Homework 7 Task 9: Conjugate Gradient vs. Jacobi Iteration on SPDs
Task: Compare results on symmetric positive definite linear systems of equations using Jacobi versus the conjugate gradient methods. Disucss the results on systems with at least 500 equations and unknowns.
This process can be executed in Fortran with the following code.
INTEGER :: maxiter, printit, i, k
REAL*8, ALLOCATABLE :: A(:, :), b(:), xo(:), j(:), cg(:)
REAL*8 :: tol, error
INTEGER :: n(1:6)
n = (/500, 600, 700, 800, 900, 1000/)
DO k = 1, 6
maxiter = 50000
printit = 1
IF (ALLOCATED(A)) THEN
DEALLOCATE(A, b, xo, j, cg)
END IF
ALLOCATE(A(n(k), n(k)), b(n(k)), xo(n(k)), j(n(k)), cg(n(k)))
tol = 10.D-16
error = 0.D0
xo = 1.D0
CALL spd_mat_gen(A, n(k))
! Makes the matrix diagonally dominant for Jacobi to work.
DO i = 1, n(k)
A(i, i) = A(i, i)*DBLE(n(k))*5.D0
END DO
CALL mat_prod(A, xo, n(k), n(k), 1, b)
cg = 0.D0
CALL cg_method(A, n(k), b, tol, maxiter, printit, cg)
CALL abs_err_vecl2(xo, cg, n(k), error)
WRITE(*,*) error
CALL jacobi_solve(A, n(k), b, tol, maxiter, j, printit)
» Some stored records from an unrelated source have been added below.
PR #281, opened 2016-07-23
Add a note about fetch_multi

sgringwe:
I'm not sure if this was purposely left out, but this was something nice to find support for and thought it shoudl be added to readme.


camilo:
hmm I probably missed this like 3 years ago. 👍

CALL abs_err_vecl2(xo, j, n(k), error)
WRITE(*,*) error
END DO
The results of running this code are shown here
n = 500
CG-method
7.7471649058587555E-019 13
l2-norm error 2.2366241246014454E-014
Jacobi Iteration
8.9509041826236192E-016 23
l2-norm error 1.4081462427542381E-014
n = 600
CG-method
1.0374833064379859E-017 12
l2-norm error 2.8221292767733373E-014
Jacobi Iteration
6.4736570491389375E-016 20
l2-norm error 2.4991364423678272E-014
n = 700
CG-method
3.6285664726777449E-016 12
l2-norm error 3.9403534090818864E-014
Jacobi Iteration
6.8438743594178853E-016 20
l2-norm error 1.9951915554581547E-014
n = 800
CG-method
1.4305809029658403E-017 12
l2-norm error 4.8018525552153277E-014
Jacobi Iteration
5.9787339602818165E-016 20
l2-norm error 3.8948104817008972E-014
n = 900
CG-method
1.7011303202085758E-015 11
l2-norm error 5.8707497585619614E-014
Jacobi Iteration
4.9650683064945462E-016 20
l2-norm error 3.4865422370747881E-014
n = 1000
CG-method
1.0110961605834339E-017 12
l2-norm error 4.1889407683219731E-014
Jacobi Iteration
7.0216669371534024E-016 20
l2-norm error 2.9025909921586275E-014
This task was interesting, because the Jacobi iteration and the CG-method really want two different types of matrices. Depending on how diagonally dominant the A matrix was, the Jacobi could be slightly faster than the CG-method. For example, with the diagonal multiplied by 50 instead of 5, the following results could be seen.
n = 500
CG-method
4.9146432091710194E-017 13
l2-norm error 2.6688339058560935E-014
Jacobi Iteration
2.2204460492503131E-016 11
l2-norm error 1.9482437089023217E-014
n = 600
CG-method
1.4881260431208706E-014 12
l2-norm error 3.4781712176990340E-014
Jacobi Iteration
9.9920072216264089E-016 9
l2-norm error 1.8790012211091803E-014
n = 700
CG-method
8.9623524540871118E-015 12
l2-norm error 3.2994177111323028E-014
Jacobi Iteration
9.8052242617805960E-016 9
l2-norm error 2.5088338340847902E-014
n = 800
CG-method
1.1293505935689456E-015 12
l2-norm error 3.5439946679252944E-014
Jacobi Iteration
9.8052242617805960E-016 9
l2-norm error 2.7477963787545484E-014
n = 900
CG-method
1.0659551770342064E-013 11
l2-norm error 4.7665819416027150E-014
Jacobi Iteration
1.1102230246251565E-016 10
l2-norm error 2.5973050138179879E-014
n = 1000
CG-method
7.1384763991878202E-016 12
l2-norm error 5.1575326664035426E-014
Jacobi Iteration
0.0000000000000000 10
l2-norm error 4.0294672504184761E-014
In general, the CG-method is much more consistent, provided that a symmetric, positive definite matrix was provided.